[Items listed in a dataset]
________________________________________

PR #73, opened 2024-03-01
enable zap development on nixos using a nix shell

AbleTheAbove:
This is useful to allow certain rust developers, namely myself, to contribute in a way that does not use globally installed rust.


AbleTheAbove:
git is not the good. Copy paste better 🗣️
I'll reopen after nuking my branch and rebaseing.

________________________________________

* [Exercise aim]:
Please output all the lines above exactly as given.

* [Result of the task]:
PR #73, opened 2024-03-01
enable zap development on nixos using a nix shell

AbleTheAbove:
This is useful to allow certain rust developers, namely myself, to contribute in a way that does not use globally installed rust.


AbleTheAbove:
git is not the good. Copy paste better 🗣️
I'll reopen after nuking my branch and rebaseing.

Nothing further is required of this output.